Let $C \subset \mathbb{R}^n$ be a set.
Show the following are equivalent:
(a) The set $C$ is convex.
(b) The function $\delta_C : \mathbb{R}^n \to \mathbb{R} \cup \infty$ defined as: $$\delta_C(x):= 0 \space \space \text{if} \space \space x \in C$$ $$\delta_C(x):= +\infty \space \space \text{if} \space \space x \notin C$$ is a convex function
Attempt:
If $C$ is convex $\exists \space u,v \in C, \lambda \in [0,1]$ such that
$\lambda u + (1-\lambda)v \in C$
And $\exists x,y \notin C, \lambda \in [0,1]$ such that
$\lambda x + (1-\lambda)y \notin C$ $\therefore (a) \implies (b)$
Is this sufficient for the first half of the entire proof?
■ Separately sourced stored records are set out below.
PR #111, opened 2020-11-17
fix: setup node action

cmejet:
This PR bumps `actions/setup-node` to version `2.1.2` to address the deprecated `set-env` capability with git actions.

## Changes

- Bump version actions/setup-node in the template for main.yml workflow
- Bump version for tests workflow same as above

## Checklist


cmejet:
Worked off main instead of canary :(

PR #113, opened 2020-12-11
docs: Change all uses of JAMstack to Jamstack

ajcwebdev:
## Changes

JAMstack -> Jamstack

## Screenshots

Screen Shot 2020-12-11 at 4 34 45 PM

## Checklist

## Fixes

In [December of last year](https://github.com/jamstack/jamstack.org/commit/41c0b767694c1f8c7e3fabcb1e0d770b154c00d7) Netlify made a slight modification to the Jamstack brand that they have cultivated and removed the all uppercase JAM.

Jamstack_Logo_DarkBG_Solid

Here's Chris Coyier's take on it: [JAMstack vs. Jamstack](https://css-tricks.com/jamstack-vs-jamstack/). For me, the reasoning I would switch this Bison repo specifically doesn't really have anything to do with the argument about the acronym.

It's more so that I just think it's been long enough to definitively say it's not gonna change back. But if you want to keep it the way it is and go old school then more power to you! And I'd also change Full Stack to Fullstack, just cause Fullstack Jamstack looks so much cleaner to me. But that's just me.

### DIFF
--- a/README.md
+++ b/README.md
@@ -1,6 +1,6 @@
 <p align="center" style="text-align:center">
   <img alt="Bison Logo" src="https://user-images.githubusercontent.com/14339/89243835-f47e7c80-d5d2-11ea-8d8d-36202227d0ec.png" />
-  <h1 align="center">The Full Stack JAMstack in-a-box.</h1>
+  <h1 align="center">The Full Stack Jamstack in-a-box.</h1>
 </p>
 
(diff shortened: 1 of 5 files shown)


cball (approved):
Totally agree! Can you tell we've been operating in this ecosystem for a while? 😂

Appreciate the update!

ajcwebdev:
Good deal, we're a fast moving bunch here so you gotta keep up! And the last one is in the About section; you can't do a pull request for that.

Screen Shot 2020-12-11 at 7 18 32 PM

PR #112, opened 2020-11-18
feat: git action & chakra-ui update

cmejet:
This PR updates the git action for node-setup that addresses the deprecated set-env commands. It also updates Chakra to the latest stable 1.0 release 

## Changes

- Update git workflow actions for node setup
- Update chakra UI and associated templates/files

## Screenshots

(prefer animated gif)

## Checklist

- [ ] Requires dependency update?
- [X] Generating a new app works

PR #117, opened 2020-12-13
ci: update GH Action & Cypress dependencies for a successful build.

### LINKED ISSUE #116: GitHub Actions need to be updated (likely in template repo as well)
CleanShot 2020-12-11 at 21 19 54

cball:
There were three major changes required here. The `setup-node` step was done by @cmejet in #112. I split it out to a separate PR so that we can keep the Chakra UI upgrade isolated.

This PR also replaces the forked version of `vercel-action` that we were using previously(https://github.com/ngduc/vercel-deploy-action) with the original one (https://github.com/amondnet/vercel-action). It has the required updates for the recent `set-env` deprecation from GitHub (https://github.blog/changelog/2020-10-01-github-actions-deprecating-set-env-and-add-path-commands/).

Finally, `@testing-library/cypress` combined with our main Cypress version was causing us to download it twice, then fail the build on a checksum error. For more background, see: https://github.com/cypress-io/cypress/issues/4595

## Changes

- update `setup-node` to v2.1.2
- update `vercel-action` to v20
- update `@testing-library/cypress` to `^7.0.2`
- update `cypress` to `^6.1.0`

## Screenshots

CleanShot 2020-12-13 at 11 45 42

## Checklist

- [x] Tests in the generated app work

Fixes #116


packages/create-bison-app/template/.github/workflows/main.js.yml.ejs
```diff
@@ -125,14 +125,14 @@ jobs:
     steps:
       - uses: actions/checkout@v2
 <% if (host.name === 'vercel') { -%>
-      - uses: ngduc/vercel-deploy-action@master
+      - uses: amondnet/vercel-action@v20
```
mcavaliere, line 128: 💯

packages/create-bison-app/template/.github/workflows/main.js.yml.ejs
```diff
@@ -125,14 +125,14 @@ jobs:
...
         with:
           vercel-token: ${{ secrets.VERCEL_TOKEN }}
           github-token: ${{ secrets.GITHUB_TOKEN }}
           vercel-org-id: ${{ secrets.VERCEL_ORG_ID}}
           vercel-project-id: ${{ secrets.VERCEL_PROJECT_ID}}
           # SET THIS OR YOU WILL DEPLOY TO YOUR PERSONAL VERCEL NAMESPACE
-          # scope: ${{ secrets.VERCEL_TEAM_ID }}
+          # scope: ${{ secrets.VERCEL_ORG_ID }}
```
mcavaliere, line 135: Just for background, how will users know to uncomment this? Is it in the tutorial?

mcavaliere (approved):
Looks good to me, FWIW.

packages/create-bison-app/template/.github/workflows/main.js.yml.ejs
cball: It could definitely use some more documentation. I think the correct answer here is to prompt for this value when creating the project. I'll add a followup issue for that.

Issue #47, opened 2020-09-02
reword database cli prompts for clarity


cball:
![image](https://user-images.githubusercontent.com/14339/91992790-8c6ea380-ed02-11ea-95e2-95efb3e52106.png)

mtliendo:
blog post link: https://lelon.io/blog/getting-started-with-bison

mtliendo:
Thoughts on enhancing the DX by having the second question ask _if_ they have a db setup?

If yes, proceed with the following questions. If no, walk them through steps similar to `yarn db:setup`?

cball:
@mtliendo I missed your comment here, sorry! I think that's a good plan. Right now we also assume postgres, so we may want to pave the way for updating that in the future.

Maybe the flow could be:

- What type of database would you like to use? (multiple choice, postgres only for now)
- Do you have it setup already? (y/n)
- if yes, ask above questions but reword for clarity
- if no, guide them through it? (brew install postgres && createuser postgres --superuser)

If the last step is too much to deal with, we could always link them to a markdown file in the repo.

Totally open to suggestions!

deloristhompson:
[PR123](https://github.com/echobind/bisonapp/pull/123)

PR #123, opened 2020-12-31
fix: Reword database cli prompts for clarity

deloristhompson:
Reword database cli prompts

## Changes

- Adds a prefix to each prompt

## Screenshots
Screen Shot 2020-12-31 at 10 43 14 AM

## Checklist
n/a

Fixes [Issue47](https://github.com/echobind/bisonapp/issues/47)


packages/create-bison-app/cli.js
```diff
@@ -54,35 +55,40 @@ function generateQuestions(appName) {
     {
       name: "db.dev.name",
       type: "input",
-      message: "What is the local database name?",
+      prefix: "The following link <link> will help you setup a new Postgres database if needed.\n\bThe name you will use for the new database (or current).\n",
```
cball, line 58: What do you think about asking if they have Postgres setup first?

> Do you have Postgres setup? y/n

(If the user answers no)
> Visit https://github.com/echobind/bisonapp/blob/main/docs/postgres.md for instructions!

(If the user answers yes, prompt for the database info below).

I like that you added both Homebrew and Postgres.app docs. Could we create a parent `Postgres` doc that links to each of those? That way, we can point users to a single place and they can choose how to proceed.

docs/homebrewPostgresInstructions.md
```diff
@@ -0,0 +1,12 @@
+# Homebrew - (Mac Only)
+## Installing PostgreSQL
+
+1. Install using hombrew: `brew install postgres`
+2. Add a local user (we recommend creating as a superuser to keep setup simple):  `create user postgres --superuser`
```
mcavaliere, line 5: Doesn't the user called `postgres` exist by default? Either way I recommend calling it something different. 

It's worth also recommending use of Postgres.app, which I find way easier to work with. 


https://postgresapp.com/

docs/postgresAppInstructions.md
```diff
@@ -0,0 +1,31 @@
+# Postgres.app (Mac Only)
```
mcavaliere, line 1: These are great!

docs/postgresqlEDBInstructions.md
```diff
@@ -0,0 +1,29 @@
...
+[PostgreSQL Database Download](https://www.enterprisedb.com/downloads/postgres-postgresql-downloads)
+
+## What is EDB Postgres?
+
+> A scalable platform designed to help users with everything from maintenance and distribution to support and documentation - *EDB.com*
+
+
+## Operating Systems:
+
+macOS
```
mcavaliere, line 11: Should this be a bulleted list maybe?

packages/create-bison-app/cli.js
```diff
@@ -51,38 +52,58 @@ function generateQuestions(appName) {
...
+      message: `${chalk.green("\b?")} Local database host`,
       description: "The database host",
       default: "localhost",
     },
     {
       name: "db.dev.port",
       type: "input",
-      message: "What is the local database port?",
+      prefix: "The port you will use for the new database (or current).\n",
+      message: `${chalk.green("\b?")} Local database port`,
```
mcavaliere, line 106: 👍 looking good

cball:
We're going to be revisiting the CLI prompts / questions.

PR #130, opened 2021-03-23
feat: upgrade prisma to 2.19.0

cmejet:
This PR upgrades Prisma to take advantage of the latest migrations and features available.

## Changes

- Resets the Migrations to the new SQL format
- Updates the the schema to match the new nexus-prisma-plugin format
- Updates the db context accessors to utilize the updates `findUnique` instead of `findOne`

## Screenshots

(prefer animated gif)

## Checklist

Fixes #xxx


mthomps4 (approved):

packages/create-bison-app/template/package.json.ejs
```diff
@@ -12,8 +12,8 @@
     "build:nexus": "NODE_ENV=development ts-node -P tsconfig.cjs.json --transpile-only graphql/schema.ts",
     "cypress:open": "cypress open",
     "cypress:run": "cypress run",
-    "db:migrate": "yarn -s prisma migrate up --experimental && yarn build:prisma",
-    "db:rollback": "yarn prisma migrate down --experimental && yarn build:prisma",
+    "db:migrate": "yarn -s prisma migrate deploy && yarn build:prisma",
+    "db:rollback": "yarn prisma migrate reset && yarn build:prisma",
```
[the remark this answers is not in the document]
cmejet: That is great feedback! I think we should rename it. It does actually do a full reset and replays migrations. I need to dig back through but there wasn't a rollback per say, I think you literally need to reverse the SQL migration or do via a migration.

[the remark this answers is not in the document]
mthomps4: @cmejet 

Weird... that seems like an oversight on their part. 
--
Actually just realized the new SQL migrations aren't in an `up`/`down` flow. 
Maybe they add that in the next run... 🙏🏼 

-- 

I would def rename this to `reset` if that is the case. 
We can figure out what a true `rollback` looks like later. 👍🏼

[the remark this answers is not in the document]
cmejet: A good article I found as well about this specifically. I also like that they made a change that when you call reset it will run the seed file if it detects it there. 

https://www.prisma.io/docs/concepts/components/prisma-migrate/prisma-migrate-limitations-issues#lack-of-rollbacks--down-migrations

packages/create-bison-app/template/graphql/context.ts
```diff
@@ -16,7 +16,7 @@ export async function createContext(context: ApolloApiContext): Promise<Context>
   let user: User | null = null;
 
   if (authHeader) {
-    user = await prisma.user.findOne({ where: { id: authHeader.userId } });
+    user = await prisma.user.findUnique({ where: { id: authHeader.userId } });
```
cmejet, line 19: This is a syntax change with the newest Prisma

packages/create-bison-app/template/graphql/modules/user.ts.ejs
```diff
@@ -178,6 +178,6 @@ export const SignupInput = inputObjectType({
   definition: (t) => {
     t.string('email', { required: true });
     t.string('password', { required: true });
-    t.field('profile', { type: 'ProfileCreateOneWithoutUserInput' });
+    t.field('profile', { type: 'ProfileCreateNestedOneWithoutUserInput' });
```
cmejet, line 181: Another syntax change with latest Prisma, discovered through build error and tracking down type generations

packages/create-bison-app/template/graphql/schema.ts
```diff
@@ -13,6 +13,7 @@ export const schema = makeSchema({
   types,
   plugins: [
     fieldAuthorizePlugin(),
+    declarativeWrappingPlugin(),
```
cmejet, line 16: This was required to add to the configuration in order to satisfy some of the current schema definitions we had.
https://nexusjs.org/docs/plugins/declarativeWrapping

packages/create-bison-app/template/graphql/schema.ts
```diff
@@ -27,18 +28,17 @@ export const schema = makeSchema({
...
+  sourceTypes: {
+    modules: [
       {
-        source: path.join(currentDirectory, 'node_modules/.prisma/client/index.d.ts'),
+        module: path.join(currentDirectory, 'node_modules/.prisma/client/index.d.ts'),
         alias: 'db',
       },
       {
-        source: path.join(currentDirectory, 'graphql', 'context.ts'),
+        module: path.join(currentDirectory, 'graphql', 'context.ts'),
```
cmejet, line 38: This is the updated config Syntax, not documented well for the migration

packages/create-bison-app/template/package.json.ejs
```diff
@@ -6,14 +6,15 @@
   "cacheDirectories": [".next/cache"],
 <% } -%>
   "scripts": {
-    "build": "ts-node ./scripts/buildProd",
+    "build": "node ./scripts/buildProd",
```
cmejet, line 9: Updated to a js file due to build errors that started occurring. The script did not appear to need to be typescript as it was already using exports.module syntax and an empty export.

packages/create-bison-app/template/package.json.ejs
```diff
@@ -6,14 +6,15 @@
...
     "build:prisma": "prisma generate",
     "build:next": "next build",
     "build:nexus": "NODE_ENV=development ts-node -P tsconfig.cjs.json --transpile-only graphql/schema.ts",
     "cypress:open": "cypress open",
     "cypress:run": "cypress run",
-    "db:migrate": "yarn -s prisma migrate up --experimental && yarn build:prisma",
-    "db:rollback": "yarn prisma migrate down --experimental && yarn build:prisma",
+    "db:migrate": "yarn -s prisma migrate dev && yarn build:prisma",
+    "db:deploy": "yarn -s primsa deploy && yarn build:prisma",
+    "db:reset": "yarn prisma migrate reset && yarn build:prisma",
```
cmejet, line 17: Prisma no longer offers a direct rollback feature or `migrate down` so we renamed the script to match the functionality which resets the database and then runs the seed file if found. This is intended to be used on dev only, not on production database.

packages/create-bison-app/template/package.json.ejs
```diff
@@ -6,14 +6,15 @@
...
+    "build": "node ./scripts/buildProd",
     "build:prisma": "prisma generate",
     "build:next": "next build",
     "build:nexus": "NODE_ENV=development ts-node -P tsconfig.cjs.json --transpile-only graphql/schema.ts",
     "cypress:open": "cypress open",
     "cypress:run": "cypress run",
-    "db:migrate": "yarn -s prisma migrate up --experimental && yarn build:prisma",
-    "db:rollback": "yarn prisma migrate down --experimental && yarn build:prisma",
+    "db:migrate": "yarn -s prisma migrate dev && yarn build:prisma",
+    "db:deploy": "yarn -s primsa deploy && yarn build:prisma",
```
cmejet, line 16: Prisma no longer uses the `migrate up` command and instead favors ` deploy`

packages/create-bison-app/template/package.json.ejs
```diff
@@ -22,7 +23,7 @@
     "g:component": "hygen component new --name",
     "g:graphql": "hygen graphql new --name",
     "g:page": "hygen page new --name",
-    "g:migration": "yarn -s prisma migrate save --experimental",
+    "g:migration": "yarn -s prisma migrate dev",
```
cmejet, line 26: Updated syntax for prisma 2.19.0

packages/create-bison-app/template/package.json.ejs
```diff
@@ -104,11 +104,12 @@
     "nanoid": "^3.1.10",
     "pg": "^8.3.0",
     "prettier": "^2.0.5",
+    "prisma": "^2.19.0",
     "start-server-and-test": "^1.11.2",
     "supertest": "^4.0.2",
     "ts-jest": "^26.1.3",
     "ts-node-dev": "^1.0.0",
-    "typescript": "^3.9.7"
+    "typescript": "^4.1.3"
```
cmejet, line 112: Updated to match peer dependencies.

packages/create-bison-app/template/tsconfig.json
```diff
@@ -8,7 +8,7 @@
     "forceConsistentCasingInFileNames": true,
     "noEmit": true,
     "esModuleInterop": true,
-    "module": "esnext",
+    "module": "commonjs",
```
cmejet, line 11: All other tsconfig files are using commonjs and this started creating a build error when running buildProd, it was not happy with the empty export.

packages/create-bison-app/template/package.json.ejs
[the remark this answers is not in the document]
mthomps4: After thinking about this more and chatting with Cory on Nest/CS work -- I get the reasoning... Still feels odd, but I get it.

packages/create-bison-app/template/package.json.ejs
mcavaliere: I fixed this in the CITJS repo by overriding the module definition in the CLI params: 

```"ts-node": "ts-node --compiler-options '{\"module\":\"CommonJS\"}'",```

Prisma has some notes on this:

https://www.prisma.io/docs/guides/application-lifecycle/seed-database#set-up-seeding-in-typescript

File: packages/create-bison-app/template/package.json.ejs [hunk 12]
```diff
@@ -62,28 +62,28 @@
...
   "devDependencies": {
     "@apollo/react-testing": "^4.0.0",
-    "@graphql-codegen/cli": "1.17.6",
-    "@graphql-codegen/typescript": "1.17.6",
+    "@graphql-codegen/cli": "^1.21.3",
+    "@graphql-codegen/typescript": "^1.17.6",
     "@graphql-codegen/typescript-operations": "^1.17.6",
-    "@graphql-codegen/typescript-react-apollo": "1.17.6",
-    "@graphql-codegen/typescript-resolvers": "1.17.4",
-    "@prisma/cli": "2.8.1",
```
mcavaliere, line 78: 👏

packages/create-bison-app/template/tsconfig.json
mcavaliere: See my comment above,  you can still set this to esnext and override at the command level

mcavaliere (changes requested):
Small comments - only blocking change I see is trying the commonjs override so we can keep using ts-node for the build script.

MariahGrey (approved):
LGTM 👍

mcavaliere (approved):
LGTM

PR #147, opened 2021-05-27
feat: add cross-env package to normalize env vars across platforms

samuelkilada:
## Changes

- Added cross-env package
- Updated scripts to use cross-env in package.json

## Checklist

- [x] Generating a new app works (cross-platform tests are needed)


cball (approved):
Looks great! Thanks for working through this.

Particularly I was trying to show that the for some $u,v$ implies the top part of the $\delta_C(x)$ whereas the other part implies the bottom equivalence since $+\infty \notin C$
Here is a slightly different, more geometric approach:
A function $f$ is convex iff $\operatorname{epi} f$ is convex.
Note that $\operatorname{epi} \delta_C = C \times [0,\infty)$, and $C \times [0,\infty)$ is convex iff $C$ is convex.